It doesn't matter one iota that the NON-treaty gillnets become more selective. The number of fish harvested on the NON-treaty side CANNOT increase in any substantive measure because of catch-balancing.
The biggest constraint on recreational opportunity is NON-selective tribal fishing.
Most everyone doing the mathematical mental masturbation on this issue does so within the context of fishing for scraps.... a 2% sized pie. Think outside the box for just a moment folks. What if that NON-treaty pie were able to be enlarged by 2- or even 3-fold?
And no, I didn't just fill my self-prescribed supply of medical marijuana, folks.
Think about it? Why do the tribes get 87% of the ESA impact? To subsidize their NON-selective fishing strategy and still achieve catch balancing.
If they fished with even a modicum of selectivity, catch balancing could be achieved with fewer dead ESA springers than the ridiculous 15% impact allows. Probably enough to double or triple the impact allocation on the NON-treaty side, and actually put MORE wild ESA springers on the gravel.
Imagine how much NON-treaty harvest opportunity expands in an allocation scenario of 10% treaty, 4% NON-treaty, and 1% "bonus" for the gravel.
Hell if I'm gonna dream, may as well dream BIG..... 6% treaty, 6% NON-treaty, 3% "bonus" for the gravel!
Now there's a win-win-win!
How would you like the recreational impact share doubled or tripled? Bet that would buy a lot more days on the water, or perhaps even a 2-fish bag for at least part (all?) of the season?
The status quo leaves 3 out of every 4 hatchery fish unharvested.
If we can't harvest them, what's the point in making them in the first place?

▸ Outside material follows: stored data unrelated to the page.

PR #1229, opened 2025-04-11
[sw/bootloader] TWI fix for bootloader

SirBramble:
## Fixes
- fixed bootloader to work with a I2C EEPROM via the TWI

## Description
The two main issues I found were:
- The non initialized TWI peripheral
- Flipped ACK/NACK on the read cycle.

I also added a approx. 5ms delay between write cycles, as the EEPROM needs up to 5ms to store the received data. This resulted in about 7.6ms of actual delay time between write bursts. The delay could be optimised, but the current 7.6ms delay should be stable for most EEPROMs.

I attached captures of the resulting EEPROM read/write opperations. I also exposed the internal drive signals from the TWI peripheral to see is the TWI peripheral was causing problems, or the attached device was interfering.

|Channel|Color|Function|
|--|--|--|
|Channel 12|yellow|SCL drive FPGA|
|Channel 13|green|SDA drive FPGA|
|Channel 14|blue|SCL bus|
|Channel 15|purple|SDA bus|

### Read cycle
image
### Write cycle
image


SirBramble:
- Added a bus released delay before the repeated start, as the setup time with no delay was to short for the EEPROM due to the reduced pulse length from SDA at higher frequencies.

Tested with 800kHz and worked fine.

stnolting:
> The non initialized TWI peripheral.

That is intentional. :wink: The TWI is disabled by default in `config.h` to keep the bootloader small enough so it can fit into a 4kB ROM.

> Flipped ACK/NACK on the read cycle.

You mean the ACK after the processor has received a data byte? The EEFPROM/flash should generate a NACK here, right (i.e. keep SDA high)?

> I also added a approx. 5ms delay between write cycles, as the EEPROM needs up to 5ms to store the received data.

I did not consider this. Do you propose a dynamic delay (based on the processor clock and/or the TWI clock speed configuration) or should we just decrease the TWI clock?

sw/bootloader/config.h
```diff
@@ -11,131 +11,142 @@
...
-#define TWI_FLASH_BASE_ADDR 0x00000000U
-#endif
-
-// TWI flash address bytes (1,2,3,4)
-#ifndef TWI_FLASH_ADDR_BYTES
-#define TWI_FLASH_ADDR_BYTES 2
-#endif
-
-#endif // CONFIG_H
+ #ifndef CONFIG_H
```
stnolting, line 14: Please remove the leading spaces, as they make the diff unclear.

sw/bootloader/makefile
```diff
@@ -11,16 +11,20 @@ EFFORT = -Os
...
 USER_FLAGS += \
--Wl,--defsym,__neorv32_rom_size=4k \
+-Wl,--defsym,__neorv32_rom_size=8k \
 -Wl,--defsym,__neorv32_rom_base=0xFFE00000 \
 -Wl,--defsym,__neorv32_ram_size=256 \
 -DMAKE_BOOTLOADER \
 -flto
 
+RISCV_PREFIX ?= ~/xpack-riscv-none-elf-gcc-14.2.0-3/bin/riscv-none-elf-
+
```
stnolting, line 27: These are custom settings that should not be part of the code base.

sw/bootloader/main.c
```diff
@@ -87,7 +87,15 @@ int main(void) {
   // setup TWI
 #if (TWI_EN != 0)
   if (neorv32_uart0_available()) {
-    neorv32_twi_available();
```
stnolting, line 90: Oh... 🙈
Thanks for fixing this!

sw/bootloader/main.c
```diff
@@ -152,12 +160,16 @@ int main(void) {
 
   // try booting from SPI flash
 #if (SPI_EN != 0)
-  if (load_exe(EXE_STREAM_SPI) == 0) { start_app(); }
+  if(neorv32_spi_available()) {
```
stnolting, line 163: It is not necessary to check here whether SPI is available. The final SPI functions that are called later already have such checks.

sw/bootloader/main.c
```diff
@@ -152,12 +160,16 @@ int main(void) {
...
+    if (load_exe(EXE_STREAM_SPI) == 0) { start_app(); }
+  }
 #endif
 
   // try booting from TWI flash
 #if (TWI_EN != 0)
-  if (load_exe(EXE_STREAM_TWI) == 0) { start_app(); }
+  if(neorv32_twi_available()) {
```
stnolting, line 170: It is not necessary to check here whether TWI is available. The final TWI functions that are called later already have such checks.

sw/bootloader/main.c
```diff
@@ -504,8 +516,9 @@ void save_exe(int dst) {
     }
     addr += 4;
     i += 4;
+    uart_putc('.');
```
stnolting, line 519: This status info is good for debugging, but should not be part of the final version. Furthermore, we should reduce image size to an absolute minimum.

sw/bootloader/hal/source/twi_flash.c
```diff
@@ -11,198 +11,225 @@
...
-    return 1;
-  }
-  else {
-    return 0;
-  }
-#else
-  return 1;
-#endif
-}
+ #include <neorv32.h>
```
stnolting, line 14: Please also remove these leading spaces. With them in place it is hard to see the actuall diff.

stnolting (changes requested):

sw/bootloader/config.h
SirBramble: Ah, so thats what it was. Thanks for the info.

sw/bootloader/main.c
SirBramble: Yeah, thats what I meant with the non initialised TWI😅

sw/bootloader/main.c
SirBramble: Ah, sry, that was a quick fix. The controller crashed when trying to boot off SPI with no SPI peripheral installed.
But the cleaner option would be to just disable it with the compiler flags.

sw/bootloader/main.c
SirBramble: Fair enough. Will remove

SirBramble:
> You mean the ACK after the processor has received a data byte? The EEFPROM/flash should generate a NACK here, right (i.e. keep SDA high)?
Kind of. When reading, the processor should ACK Packets sent from the EEPROM until it's read enough and NACKs the last packet followed by a STOP command. The previous bootloader did that too, but ACK and NACK were flipped. So the first 3 packets were NACKed and the last packet ACKed. But probably just a typo, as the TWI transfer function takes the master ACK (mack) as an argument, but a 1 in the function (aka. mack sent) means the SDA line is pulled to 0.

> I did not consider this. Do you propose a dynamic delay (based on the processor clock and/or the TWI clock speed configuration) or should we just decrease the TWI clock?
I thought about using the TWI NOP commands as a delay mechanism. I used them as a read delay, as the required wait time is somewhere around 100us (could probably be shorter, but works quite well).
However, thinking about it now, a TWI-clock independent delay might be better. As most datasheets provide a worst-case wait time independent of the applied TWI clock. So 5ms, no matter if it's 100KHz or 1MHz. So probably more to do with storage access than the actual TWI interface.

sw/bootloader/makefile
stnolting: We should also keep the config.h in its default state (with the slow TWI as fall-back). I can revert that if that is ok.

sw/bootloader/config.h
```diff
@@ -115,12 +115,17 @@
...
+#define TWI_CLK_PRSC CLK_PRSC_64
 #endif
 
 // TWI clock divider
 #ifndef TWI_CLK_DIV
-#define TWI_CLK_DIV 1
+#define TWI_CLK_DIV 3
+#endif
+
+// TWI allow clock streching
```
stnolting, line 126: That's a nice addon!

sw/bootloader/hal/source/twi_flash.c
```diff
@@ -73,6 +73,12 @@ int twi_flash_read_word(uint32_t addr, uint32_t* rdata) {
   #error "Invalid TWI_FLASH_ADDR_BYTES configuration!"
 #endif
 
+  // delay repeated-start with bus released
+  uint32_t ctrl = NEORV32_TWI->CTRL;
+  NEORV32_TWI->CTRL = 0;         // disable TWI
+  for(int i = 0; i < 5; i++) asm volatile("nop"); // delay
+  NEORV32_TWI->CTRL = ctrl;	    // enable TWI
+
```
stnolting, line 81: Do we really need to disabled the TWI module here?

If we decrease the TWI clock, could we then remove this busy wait?

sw/bootloader/hal/source/twi_flash.c
```diff
@@ -84,26 +90,22 @@ int twi_flash_read_word(uint32_t addr, uint32_t* rdata) {
...
 
-  if (device_nack) {
-    neorv32_uart0_puts("\nTWI_R ERR\n");
-    return 1;
-  }
-  else {
-    neorv32_uart0_puts("\nTWI_R OK\n");
-    return 0;
-  }
+  return 0;
```
stnolting, line 108: Shouldn't we return `device_nack` in case the device does not respond to the address phase?

sw/bootloader/hal/source/twi_flash.c
```diff
@@ -191,11 +200,28 @@ int twi_flash_write_word(uint32_t addr, uint32_t wdata) {
 
   // write four bytes
   data.uint32 = wdata;
-  device_nack += twi_flash_write_byte(addr+0, data.uint8[0]);
-  device_nack += twi_flash_write_byte(addr+1, data.uint8[1]);
-  device_nack += twi_flash_write_byte(addr+2, data.uint8[2]);
-  device_nack += twi_flash_write_byte(addr+3, data.uint8[3]);
-
+  #if(TWI_FLASH_BULK_WRITE_EN != 0)
```
stnolting, line 203: This bulk feature is interesting. Is it required for some I2C devices? Or is this just a speed optimization?

stnolting (changes requested):

sw/bootloader/config.h
SirBramble: Thanks. Thought it might be useful, seeing as the peripheral supports it.
Might even be usable as a replacement for the read/write delays. Although that's just superstition at the moment, as I don't know if any EEPROMs support clock stretching.

sw/bootloader/hal/source/twi_flash.c
SirBramble: Just a speed optimisation. Sending the bytes one at a time with 5ms delay in between took quite long.
It makes use of the page write functionality that quite a few EEPROMs (at least he ones I tested) have.
It only works if you stay within the same 16-byte (or 32-byte) segment/page per transfer, but seeing as we start from 0x00 (or at least usually a 4-byte multiple) and send 4-byte blocks, it shouldn't cause any problems.

sw/bootloader/hal/source/twi_flash.c
SirBramble: Good point. Didn't think of that...

sw/bootloader/hal/source/twi_flash.c
SirBramble: A lower clock would probably work. But then it would set a cap on the TWI clock speed.
At higher clock speeds, the SDA line isn't pulled high for long enough, causing the repeated start to not trigger reliably or at all.

SirBramble:
Just tested the bootloader after the changes on Hardware. TWI read/write works fine.
Used the following flags:
```bash
-DTWI_EN=1 -DTWI_CLK_PRSC=3 -DSPI_EN=0
```
However, even with SPI disabled, the bootloader won't fit in 4k ROM. Just to large with 4328 bytes. I'll have a look if I can squash it down a bit more.

SirBramble:
Managed to press it down to 4288 bytes by getting rid of the delay before the repeated start.
However, for the repeated start condition to work with higher TWI clocks, the SDA line '0' state had to be delayed by one TWI clock cycle.
My guess is that the SDA and SCL lines have to be held high (bus released) for a fixed time before a repeated start can occur. By delaying the SDA low write, the lines are released for longer, omitting the need for a active bus release in code.

Before:
grafik

After:
grafik

SirBramble:
Added an option to disable the UART splash screen. Got it compile down to 4020 bytes. Tested with 800kHz TWI clock.
Flags:
```bash
-DTWI_EN=1 -DTWI_CLK_PRSC=2 -DSPI_EN=0 -DUART_PRINT_SPLASH_EN=0
```

stnolting:
> However, even with SPI disabled, the bootloader won't fit in 4k ROM. Just to large with 4328 bytes. I'll have a look if I can squash it down a bit more.

For a custom setup you can enabled the `C` ISA extensions adding compressed instructions. This will reduce code size by about 30%.

> However, for the repeated start condition to work with higher TWI clocks, the SDA line '0' state had to be delayed by one TWI clock cycle.

A hardware modification?

rtl/core/neorv32_twi.vhd
```diff
@@ -333,7 +333,7 @@ begin
         -- ------------------------------------------------------------
           if (clk_gen.phase(0) = '1') then
             io_con.sda_out <= '1';
-          elsif (clk_gen.phase(1) = '1') then
+          elsif (clk_gen.phase(2) = '1') then
```
stnolting, line 336: Let's keep hardware changes out of this SW-only branch.
Please make another PR after merging this.
Ok for you?

sw/bootloader/config.h
```diff
@@ -42,6 +42,11 @@
 #define UART_HW_HANDSHAKE_EN 0
 #endif
 
+// Print splash screen
+#ifndef UART_PRINT_SPLASH_EN
+#define UART_PRINT_SPLASH_EN 1
+#endif
+
```
stnolting, line 49: That's a nice new option!

sw/bootloader/hal/source/twi_flash.c
stnolting: If it is just a speed optimization then maybe we should leave that out here.
I think it would be a good idea to keep the bootloader code base as small as possible. My goal is to have all options enabled at some time and still fitting within the 4kB ROM... 😅

stnolting (changes requested):

rtl/core/neorv32_twi.vhd
SirBramble: Yeah, that's fine. I'll put it in a separate PR 👍

sw/bootloader/config.h
SirBramble: Thanks. Was looking for a way to save some bytes and removing the splash screen saved about 150 bytes I think. But I'd have to check to be sure.

rtl/core/neorv32_twi.vhd
stnolting: Cool, thanks!

sw/bootloader/hal/source/twi_flash.c
SirBramble: I tried disabling it as a possibility to save some space, but it didn't make a big difference in file size. But I might be wrong. I will check this again tomorrow and return with some numbers.
Otherwise, would leaving it in and disabling the flag by default be an option?

stnolting: I think that's also fine.

sw/bootloader/hal/include/twi_flash.h
```diff
@@ -19,4 +19,20 @@
 int twi_flash_read_word(uint32_t addr, uint32_t* rdata);
 int twi_flash_write_word(uint32_t addr, uint32_t wdata);
 
+/**
+* @brief Keeps TWI Peripheral in IDLE for 'tick_count' TWI clock ticks
+*
+* @param tick_count Amount of TWI NOP ticks to wait
+*
+*/
+inline void __attribute__ ((always_inline)) twi_flash_delay_twi_tick(int tick_count){
```
stnolting, line 28: Btw, why is this an inline function? You are calling it 4 times, so it might be smaller to actually _call_ it... 🤔

SirBramble: TBH, I don't know...😅
I'll put it on the list👍

SirBramble: Ok, changed it to a called function, but the size didn't change.

sw/bootloader/hal/source/twi_flash.c
SirBramble: Ok,I compiled it with and without the flag and got this:
Bulk write enabled: 4020 bytes
Bulk write disabled: 4076 bytes
So aparrently, it actually saves space. No idea how though...
So, should it be disabled by default or left enabled?

stnolting: I think we should disable it by defualt and stick to the minimum operation set. Every I²C flash should at least support the byte write command.

stnolting (approved):

PR #1263, opened 2025-05-10
✨ add cache burst transfers

stnolting:
This PR introduces **read bursts** for the internal bus system and the external bus. Write bursts are not supported yet. In the current setup, only the CPU instruction and data caches can generate burst transfers. If both caches are disabled, no additional logic overhead (for the bursts) is generated.

Furthermore, the new cache design also offers a significant improvement in timing. Even with the dual-core configuration, the critical path is now back in the CPU and not in the bus system.

### External Bus Interface

The external bus interfaces now provides the Wishbone-compliant "cycle type identifer" (`cti`) to specific the transfer type:

* `000` - classic / single access
* `001` - constant address burst (used for atomic read-modify-write operations)
* `010` - incrementing address burst (used by the caches to fetch data from main memory)

### AXI4 Bridge

The AXI bridge / Vivado IP setup now also supports incrementing address AXI bursts.

### First Benchmarking

I am testing the cache bursts with a DDR RAM controller attached to the AXI bus interface. With this setup CoreMark runs about 65% faster when compared to a setup that does not use bursts.

Even if only processor-internal memories are used, the caches with their bursts provide a certain performance gain of approx. 10% (depending on the size of the caches). This gain increases again with the dual-core configuration.


NikLeberg:
That looks amazing @stnolting !
Is always a full cache line burst-read? I.e. `CACHE_BLOCK_SIZE` blocks?
There is no form of back pressure, right? After the first `ack` of `N` transactions has been received, the remaining `N - 1` reads are issued immediately without pause. So slaves are expected that they accept the N transactions?

Excoted to play around with this. :)

Unike267:
BTW

> The external bus interfaces now provides the Wishbone-compliant "cycle type identifer" (cti) to specific the transfer type:

Why three bits for just three cases? Are you planning to implement more options in the future?  :thinking: 

> I am testing the cache bursts with a DDR RAM controller attached to the AXI bus interface. With this setup CoreMark runs about 65% faster when compared to a setup that does not use bursts.

Wow, that's really cool! What DDR wrapper are you using? Is it available on gh, like [LiteDRAM](https://github.com/enjoy-digital/litedram)??

stnolting:
> Is always a full cache line burst-read? I.e. CACHE_BLOCK_SIZE blocks?

@NikLeberg 

That's right. This is also the reason why I$ line isze and D$ line size must be the same size.

> There is no form of back pressure, right? After the first ack of N transactions has been received, the remaining N - 1 reads are issued immediately without pause. So slaves are expected that they accept the N transactions?

That is also correct. If there is only one device that can be addressed by the cache and does not support bursts, then bursts cannot be used at all. That's not nice, but I wanted to do without a "de-burstr" to convert bursts back into single accesses.

> Excoted to play around with this. :)

It's all still experimental, but everything looks good so far. 😉

@Unike267 

> Why three bits for just three cases? Are you planning to implement more options in the future?

The `cti` signal is defined by the Wishbone spec. And I want to try to stay as close to this spec as possible.

Nevertheless, there is an incompatibility: Wishbone signals the end of a burst with `cti=111`, but the XBUS interface does not. However, this should not be a big problem as the burst size is always the same (= the size of a cache line).

> Wow, that's really cool! What DDR wrapper are you using?

Vivado MIG 😉

Unike267:
> The cti signal is defined by the Wishbone spec. And I want to try to stay as close to this spec as possible.

😬 I got no clue about! It must have been added "recently", because I’ve studied the specification.

However, the manual I have printed here in the lab is revision B4 (copyright 2010), so I guess that’s why I didn’t know about it, this signal isn’t mentioned in that version.

Looks like I’ll have to print a new copy lol.

> Vivado MIG 😉

:+1:

Unike267:
> revision B4

hum! I'm searching about and it looks like the latest revision is B4 :thinking: 

I'm searching with `ctrl + f` in the pdf and I am not able to find this signal :cry: 

I've found info about here: https://wishbone-interconnect.readthedocs.io/en/latest/04_registered.html#signal-description

Unike267:
Oh my bad!

The information about this signal is in the section `4.3 Signal Description`. I guess I haven't studied the standard as well as I thought.

stnolting:
These are the specs that I am using: https://wishbone-interconnect.readthedocs.io/en/latest/index.html

Maybe we should remove these outdated opencores-based Wishbone specs from the docs...

Unike267:
> Maybe we should remove these outdated opencores-based Wishbone specs from the docs...

Oh no! According to opencores webpage the B4 version is the last version of the spec.

Source: https://opencores.org/howto/wishbone

Also according to their github docs b4 is the latest version.

Source: https://github.com/fossi-foundation/wishbone/tree/master/documents/spec

Unike267:
BTW, it is funny that the spec was uploaded by Unai and the copy of the spec that I've in the lab was also printed by him (if something goes wrong we already know who to blame) 😂😂

stnolting:
> Oh no! According to opencores webpage the B4 version is the last version of the spec.

OpenOcres has been dead for many years, so this is not surprising.

> https://wishbone-interconnect.readthedocs.io/en/latest/index.html

These are from 2019. But I have no idea who stands behind those specs.

> BTW, it is funny that the spec was uploaded by Unai and the copy of the spec that I've in the lab was also printed by him (if something goes wrong we already know who to blame) 😂😂

Then we have found the culprit... 😅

Umm....don't know if anyone ever told you were wrong eyeFish, but you are wrong as to why the tribes get 87% of the ESA impact. History lesson: After US v OR came down and guaranteed them treaty rights to fish and then Boldt came down and guaranteed them a 50% share, but then Snake River falls got listed under ESA in the early 90's. The tribes said ESA didn't apply to them, as US v OR guaranteed them harvestable fish....and the states sued, guessing that Boldt caselaw would require the feds to split ESA sharing 50:50.....EHH!! Wrong!! The judge ruling on the case pulled the litigants into his court and said he was going to decide in this order of priority: 1. Conservation 2. Tribal ceremonial & subsistence 3. Tribal commercial 4. Nontribal fisheries Or the parties could work out an impact sharing agreement themselves. So based on this the States went into a room and negotiated the sharing impacts with the tribes. Hence the current rate of 2% we get as that's what we negotiated. The case was never ruled on, as you can see the judge was going to give the tribes essentially preference for ALL of the ESA impacts, and they wouldn't technically have to let us have any ESA impacts as they were both #2 and #3 priority. We get 2% simply because the tribes LET US HAVE some. Furthermore the essence of what is known as Boldt II.....we f'd up the habitat and so our ESA impacts are used through habitat destruction and so we're off the water. We don't sit on a very justified position of bargaining for anything, especially additional ESA impacts. Just part of your CR springer 101.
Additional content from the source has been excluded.